The insurance carrier Centene misled enrollees about the benefits of its ObamaCare exchange plans and offered far skimpier coverage than promised, according to a class-action lawsuit filed Thursday.
The lawsuit, filed in federal court in Washington state, claims customers who bought Centene’s ObamaCare plans had trouble finding in-network doctors or hospitals and often found that doctors who were advertised as in-network actually were not.
ObamaCare requires plans to meet certain minimum requirements.
Centene covers about 10 percent of the ObamaCare individual market and is one of the largest insurance carriers that participates on the exchanges.
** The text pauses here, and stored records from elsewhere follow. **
PR #215, opened 2016-02-08
Add '%s' (UNIX time_t format) to command STRING(TIMESTAMP ...)

jlblancoc:
This may be useful when implementing SOURCE_DATE_EPOCH in a
cross-platform way.
See: https://reproducible-builds.org/specs/source-date-epoch/

[Docs online](https://cmake.org/cmake/help/v3.0/command/string.html) should be updated, adding this format specifier: 

%X       The numerical value of the UNIX (time_t) timestamp.


bradking:
The `%X` placeholder appears to be commonly used for a different purpose.

According to `man date`:

    %X     locale's time representation (e.g., 23:13:48)

According to `man strptime`:

    %X     The time, using the locale's time format.

Perhaps we need a `%s` extension:

    %s    The number of seconds since the Epoch

The current implementation offers the same placeholders as MS [strftime](https://msdn.microsoft.com/en-us/library/fe06s4ak.aspx) on Windows so any new ones need custom implementations on at least one platform.  We would also need to account for any difference in Epoch choice across platforms.

jlblancoc:
Good point! Just switched it to '%s' to make it consistent with `date`. 

However, please note that the code already deals with the '%s' flag in a special code block which is independent of the platform, so it will work on Windows and Linux. See [this line](https://github.com/Kitware/CMake/pull/215/files#diff-0dea18e51a7ed4baf7eccbbf837f60dfR88).

bradking:
Thanks.  It does look like [MS time](https://msdn.microsoft.com/en-us/library/1f4c8f33.aspx) uses the same Epoch according to its documentation.  I verified with local tests also.

Please move the implementation into a switch case in `cmTimestamp::AddTimestampComponent`.  Please also update the documentation in `Help/command/string.rst` and extend the test suite (grep for "TIMESTAMP" in the Tests directory to see current tests).

jlblancoc:
@bradking done!

bradking:
@ngladitz please take a look at this since you added cmTimestamp originally.

ngladitz:
The C standard says that it neither defines precision nor range for time_t.

CMake supports more platforms / toolsets than I am familiar with so there may or may not be one or more among them where the reference point isn't January 1, 1970 or where it isn't second precision.

I wouldn't feel entirely comfortable with this unless we could confirm (with a test) that this holds true for all the supported implementations.

bradking:
> The C standard says that it neither defines precision nor range for time_t.

Good point.  Is there a POSIX (and Windows) API we can use to convert it officially to number of seconds since the epoch (even if in practice it would be a no-op)?

ngladitz:
For GNU there is timegm().
The manual page has a listing for a "portable" [1] alternative.
For windows (MSVC) there is _mkgmtime().

With those we could take a struct tm with "January 1, 1970" and convert it to time_t which would then represent unix epoch.

Then we could get the difference between the given time_t and unix epoch with difftime() which is defined by the standard to be in seconds.

P.S. Random implementation I found where the reference point isn't January 1, 1970:
http://www.nongnu.org/avr-libc/user-manual/group__avr__time.html#ga3346b04b0420b32ccf6b706551b70762

[1] http://man7.org/linux/man-pages/man3/timegm.3.html

jlblancoc:
And I though that I worried about portability... :-) 

I'm making those changes, will update when they are tested in Windows & GNU/Linux. 

What I can't find is a clear way to add unit tests for this functionality, since it depends on the machine time so the outcome is not deterministic... Hope the manual testing is enough for accepting this PR...

jlblancoc:
The portable version in the [man page](http://man7.org/linux/man-pages/man3/timegm.3.html) is now included. 
The code is now tested to build and `%s` to generate the expected value under Windows and GNU/Linux.

ngladitz:
The code also currently does not handle e.g. MinGW which I think uses an old version of the msvcrt but does not define _MSC_VER and from what I can tell may not provide _mkgmtime() [1].

If the "portable" man page provided implementation works on windows (without _mkgmtime()) we could use that throughout(?).

[1] http://mingw.5.n7.nabble.com/Missing-mkgmtime-in-time-h-td8976.html

jlblancoc:
I could test it... what version(s) of MinGW should be tested??

ngladitz:
I don't think the version of MinGW matters ... they likely all use the same old MSVCRT(?)

jlblancoc:
It's done now. CMake is tested to build (and the new command to work correctly) under MSVC, GCC and MinGW.

ngladitz:
Otherwise this looks good to me. Good work!

jlblancoc:
Thanks! For me it's done for now...

bradking:
After some revisions to fix issues revealed by our nightly testing, this has been applied as commit 
6727270b75eec4e379acd4a39f5003a316249c73.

As many other insurers have pared back their ObamaCare exchange plans, or completely left the market, Centene has expanded. In some areas of the country, Centene is the only insurer offering plans for ObamaCare customers.
Centene markets its signature product — its three-tiered Ambetter plans — in at least 15 states, and covers more than 1.4 million customers.
According to the lawsuit, Centene targets low-income customers who qualify for substantial government subsidies “while simultaneously providing coverage well below what is required by law and by its policies.”
A spokeswoman for the company told The Hill they have not been served papers and only learned of the lawsuit Thursday morning.
“We believe our networks are adequate. We work in partnership with our states to ensure our networks are adequate and our members have access to high quality health care,” Marcela Manjarrez Hawn said in an email.
Narrow networks — insurance plans that limit which doctors and hospitals customers can use — are not uncommon, as they are cheaper than more expansive plans. But the lawsuit says Centene went far beyond the norm.
“Centene misrepresents the number, location and existence of purported providers by listing physicians, medical groups and other providers — some of whom have specifically asked to be removed — as participants in their networks and by listing nurses and other non-physicians as primary care providers,” the lawsuit claims.
According to the lawsuit, customers found the provider network Centene said was available was “largely fictitious. Members have difficulty finding — and in many cases cannot find — medical providers who will accept Ambetter insurance.”
The suit was filed on behalf of two Centene customers, but seeks class-action status to represent all customers who purchased Centene plans on the ObamaCare exchange.